> [TASK OBJECTIVE]: Print the lines that run from the line with "Makes sense to me!" to the line with "shot 2019-01-31 at", keeping both end lines, exactly as they appear in the entries below, and nothing else.

> [INFORMATION]:
PR #8022, opened 2024-05-06
Update Swyftx

fletcherdodd:

PR #8023, opened 2024-05-06
Update Swyft logo

Carlgo11:
Continuation of #8022


hkamran80:
Should we use the logo from their website or the favicon?

Carlgo11:
@hkamran80 I call it logos, but I guess the correct terminology for the images we add would be [icons](https://www.namecheap.com/guru-guides/logo-vs-icon-explained/#:~:text=what%20it%20needs.-,What's%20the%20difference%20between%20a%20logo%20and%20an%20icon%3F,full%20logo%20won't%20fit.). The image attached in #8022 was part of their logo (with the name cropped out), and the image here is the icon that they use on Facebook, Twitter, and Reddit, as well as on their website as their favicon. As the logo and icon differ, I think this version should be the preferred one.

hkamran80:
Makes sense to me!

hkamran80 (approved):

Issue #3184, opened 2019-01-31
Paused topbar UI


clarafu:
When I go to a pipeline that is paused, I see a black line between the user I am logged in as and the rest of the topbar which is all blue. Also, the pin icon is still in black which might seem a little out of place with all the other text and icons in the topbar being white.

<img width="1549" alt="screen shot 2019-01-31 at 11 23 00 am" src="https://user-images.githubusercontent.com/19290703/52068411-9e96c780-254a-11e9-92af-e9115d26c162.png">

Maybe we can remove that separation line or make it white as well, and also make the pin icon to be white when the pipeline is paused? 🤔 

Thanks!

jama22:
cc @Lindsayauchin

pivotal-saman-alvi:
It also highlights the wrong colour: 

![screen shot 2019-02-07 at 12 22 08 pm](https://user-images.githubusercontent.com/8999128/52430023-2a709c80-2ad3-11e9-8161-322a61d89701.png)

Lindsayauchin:
## Updates to the pin based on feedback on the styling. 

Can we update the default state for the pin to be white app wide? The dark grey seems to be not so successful and the feedback we are getting suggests we should iterate. 

![screen shot 2019-02-07 at 1 55 58 pm](https://user-images.githubusercontent.com/27746614/52435583-3878ea00-2ae0-11e9-936d-4db8c93e0cb0.png)

On a paused pipeline: 
![screen shot 2019-02-07 at 1 49 58 pm](https://user-images.githubusercontent.com/27746614/52435223-47ab6800-2adf-11e9-8c83-732c76a6af33.png)

The line separating the login from the pin should be almost white when the pipeline is paused this is the case for paused state on a pipeline view and when a job is paused. 

Can we also update the line that separates the login from the pin notificatio that is currently dark grey so we can dim down some of the contrast we have created in this area?

Please use #fff8, to add some alpha as the pure white is a bit too bright

![screen shot 2019-02-07 at 2 01 10 pm](https://user-images.githubusercontent.com/27746614/52435891-ec7a7500-2ae0-11e9-82d5-f4e6b086ff88.png)

## Hover State

While we are in this element it would be great to also update the hover state while we are there to dim down the contrast that we have now. 

Please use a white oval with alpha of 30% to update the style. 

[...]

PR #3279, opened 2019-02-12
web: fixed paused top bar colouration on pin and on login separator

xtreme-james-cooper:
Fixes issue #3184


pivotal-jamie-klassen:
the word 'issue' between 'fixes' and '#3184' meant that merging this didn't close the relevant issue!

Issue #2341, opened 2018-07-02
Maximum Build Time


kmacoskey:
# Feature Request

## What challenge are you facing?

It is a fairly common occurrence that builds become stuck/hung in some way within the specific context of what it is running. The execution hanging isn't specifically a concourse issue, but what is an issue is that these hung builds get ignored and then left running for days and sometimes weeks. This does cause problems when trying to drain workload on concourse VM's and it can potentially cause database issues if the hung build includes continuously emitting build output. 

## A Modest Proposal

It is unlikely that we could ever be able to avoid task execution from having the possibility of hanging or avoid the possibility of concourse users themselves failing to notice a long running build and stopping it. Therefore I propose addition of a configuration option to specify a maximum build time. This configuration option would allow us to ensure builds don't run longer then a few days.

marco-m:
@timsanwald the difference is that what proposed @kmacoskey is global, you set it once for the ATC command-line / env vars and all tasks in all pipelines don't have to be updated and cannot escape that global limit.

kmacoskey:
There is no way to enforce it that optional field being specified, nor a maximum we can specify per a given concourse deployment. Additionally I strongly think it should be unnecessary to need to add that field to every task of every pipeline in a deployment.

jama-pivotal:
Linking to #2249 as a part of operator visibility

matthughes:
Would love this as well.  For various reasons, we've had our Concourse or build have some spurious issue that causes builds to be stuck for hours.  I know our build should never take more than 30 minutes (worst possible case).  I want to consider that build failed if it takes longer.  Otherwise, there is no notification to the user.  I just now found out today our build has been stuck for two days because I rely on Slack notifications to inform me of build fails/successes.

jamesgeddes:
Has there been any progress on this?

taylorsilva:
#7426 will close this issue. It adds a configurable global timeout for get/put/task steps

PR #3283, opened 2019-02-13
atc: add global step timeout

christophermancini:
We have the shared the same pain as @kmacoskey in #2341, with tasks that can go unnoticed and running for days / weeks. I have created reports to help us catch jobs that have been running longer than 2hrs but I would prefer to have Concourse kill these tasks themselves.

This PR potentially resolves this issue by allowing the operator to set a `GlobalStepTimeout` on the web node, which defaults to `0s`.


kmacoskey:
+1 I fully support this. It is still an issue we have.

christophermancini:
I still need to finish the tests which I will be able to circle back to within the next few days.

christophermancini:
@vito I haven't been able to circle back to it as I am up against a big deadline to move all of our servers off of trusty to bionic. I should be done with that work within the next week or two and then I can finish up the tests, which is creating a test case in `testflight`.

vito:
@christophermancini Sounds good. FWIW I don't think we need a testflight test for this, since it depends on operator configuration and Testflight doesn't have any control over that. A TopGun test, which you've already added, seems appropriate. :+1:

christophermancini:
@vito oh, in that case, then this is good to go! minus the conflict that now exists. :(

christophermancini:
@vito resolved the conflict, you are free to review

xtremerui:
Hi @christophermancini are you still working on this PR? Thanks!

kirillbilchenko:
@vito @xtremerui @christophermancini are you guys planning to address this pr in any way, I think it's really useful property, which can help stabilise execution.

christophermancini:
@xtremerui @kirillbilchenko I intend to tackle this if no one gets to it first. Just have some higher priority things to attend to first. I should be able to get to it sometime in Q2.

clarafu:
@christophermancini Hi! I'd like to close this PR for now because it has been almost a year with no activity. Please feel free to open a new PR if you ever get the chance to tackle this, thanks!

> [PROBLEM SOLUTION]:
Makes sense to me!

hkamran80 (approved):

Issue #3184, opened 2019-01-31
Paused topbar UI


clarafu:
When I go to a pipeline that is paused, I see a black line between the user I am logged in as and the rest of the topbar which is all blue. Also, the pin icon is still in black which might seem a little out of place with all the other text and icons in the topbar being white.

<img width="1549" alt="screen shot 2019-01-31 at 11 23 00 am" src="https://user-images.githubusercontent.com/19290703/52068411-9e96c780-254a-11e9-92af-e9115d26c162.png">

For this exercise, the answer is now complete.